In the latest edition of Emerald City, Matthew Cheney offers us “Literary Fiction for People Who Hate Literary Fiction.” Cheney writes, “A reader only interested in a narrow type of writing (hard SF, for instance) is not going to find much pleasure from any literary fiction, but a reader who is interested in experiencing new realities, strange visions, visceral horror, and supernatural events has plenty to choose from,” and proceeds to offer a helpful list of authors for those who’d like to experience some of these alternative visions.
I think, however, it goes without saying that there’s a similar stigma working in reverse. I’m talking about a certain type of literary person who simply will not pick up a book penned by Arturo Perez-Reverte, Octavia Butler, China Mieville, Rupert Thompson, Gene Wolfe or Donald Westlake, precisely because the book is categorized in the mystery or science fiction sections of the bookstore. Sure, the literary person will pick up Ishiguro’s Never Let Me Go and go nuts over it because it is categorized in the fiction section or in some sense crowned by the tastemakers as “literary,” little realizing that Philip K. Dick explored similar ethical questions about cloning in his 1968 novella, “Do Androids Dream of Electric Sheep?” (later turned into Blade Runner), as did Kate Wilhelm in Where Late the Sweet Birds Sing and David Brin in Glory Season. The list goes on.
In fact, when we examine the rave reviews given to Ishiguro, we find a profound misunderstanding, if not an outright belittling, of science fiction:
Michiko Kakutani, The New York Times: “So subtle is Mr. Ishiguro’s depiction of this alternate world that it never feels like a cheesy set from ”The Twilight Zone,” but rather a warped but recognizable version of our own.”

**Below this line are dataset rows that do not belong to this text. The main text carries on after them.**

PR #10702, opened 2021-01-31
Increase IMDSv2 hop limit on control plane nodes

olemarkus:
Non-hostNetworking fails to talk to the instance metadata otherwise. Breaking e.g CSI controller

See https://github.com/kubernetes/cloud-provider-aws/issues/169

Note: This should work for kubenet, but other CNIs may need other hop limits. E.g with Cilium, I had to use 3 to get this to work. Will have to investigate a bit more first. Meanwhile this should fix the broken test.

### DIFF
--- a/upup/pkg/fi/cloudup/new_cluster.go
+++ b/upup/pkg/fi/cloudup/new_cluster.go
@@ -679,7 +679,9 @@ func setupMasters(opt *NewClusterOptions, cluster *api.Cluster, zoneToSubnetMap 
 				k8sVersion, err := version.ParseKubernetesVersion(cluster.Spec.KubernetesVersion)
 				if err == nil && version.IsKubernetesGTE("1.18", *k8sVersion) {
 					if g.Spec.InstanceMetadata == nil {
-						g.Spec.InstanceMetadata = &api.InstanceMetadataOptions{}
+						g.Spec.InstanceMetadata = &api.InstanceMetadataOptions{
+							HTTPPutResponseHopLimit: fi.Int64(2),
+						}
 					}
 					g.Spec.InstanceMetadata.HTTPTokens = fi.String(ec2.LaunchTemplateHttpTokensStateRequired)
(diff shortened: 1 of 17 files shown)


upup/pkg/fi/cloudup/new_cluster.go
```diff
@@ -679,7 +679,9 @@ func setupMasters(opt *NewClusterOptions, cluster *api.Cluster, zoneToSubnetMap
 				k8sVersion, err := version.ParseKubernetesVersion(cluster.Spec.KubernetesVersion)
 				if err == nil && version.IsKubernetesGTE("1.18", *k8sVersion) {
 					if g.Spec.InstanceMetadata == nil {
-						g.Spec.InstanceMetadata = &api.InstanceMetadataOptions{}
+						g.Spec.InstanceMetadata = &api.InstanceMetadataOptions{
+							HTTPPutResponseHopLimit: fi.Int64(2),
+						}
```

Louis Menand, The New Yorker, on the book’s ending: “It’s a little Hollywood, and the elucidation is purchased at too high a price. The scene pushes the novel over into science fiction, and this is not, at heart, where it seems to want to be.”
Siddhartha Deb, The New Statesman: “This unusual premise, emerging through Kathy’s memories, does not lead us into the realm of speculative science fiction. Unlike Margaret Atwood in Oryx and Crake (2003), Ishiguro is not interested in using the idea of cloning to conjure up a panoramic dystopia.”
These all come from non-academic publications which might be considered “of value” to the literary enthusiast. And yet note the way that Kakutani is relieved that Ishiguro’s book doesn’t inhabit the realm of science fiction (indeed, failing to cite a specific science fiction book in her comparison). Or the way that Menand suggests that the novel’s ending is “pushed over into science fiction.” (Never mind that, by way of its story, Never Let You Go, with its premise of engineered clones, its near-future setting, and its shadowy governments, is indisputably a science fiction novel. So the idea that it would be pushed into a genre it already inhabits is absurd and contradictory.) Meanwhile Deb praises the novel’s “unusual premise” but, despite Ishiguro’s science fiction elements, it somehow does not fall into the redundant term of “speculative science fiction.”
What we have here is a strange reviewing climate transmitting a clear and resounding message to the literary enthusiasts who read the reviews. If a novel manages to convince a sophisticate or a literary enthusiast that it does not inhabit a genre, then it is, in fact, literature. If, however, there is a single experiential passage reminiscent of or explicitly describing bug-eyed monsters or aliens or clones, then sorry, but you’re taking a gritty stroll in the ghetto and you should be ashamed of yourself for taking off your evening gown and putting on some old sweats. Is this really so different from the backlash Dan Green recently identified against experimental fiction?
Of course, M. John Harrison, himself a fantastic science fiction writer, was one of the few to observe, “[Y]ou’re thrown back on the obvious explanation: the novel is about its own moral position on cloning. But that position has been visited before (one thinks immediately of Michael Marshall Smith’s savage 1996 offering, Spares). There’s nothing new here; there’s nothing all that startling; and there certainly isn’t anything to argue with.”
The fact that the literary climate refuses to examine, much less acknowledge, Ishiguro’s antecedents suggests not only that the genre stigma holds true, but that today’s reviewers operate with a deliberate myopia towards those authors who would innovate along similar lines in other genres. For the genre-snubbing literary enthusiast, there is something new in Ishiguro. The new realities, the visceral horror — all presented in a seemingly fresh way. But the very lack of inclusiveness in this approach is not only unfair, but critically unsound.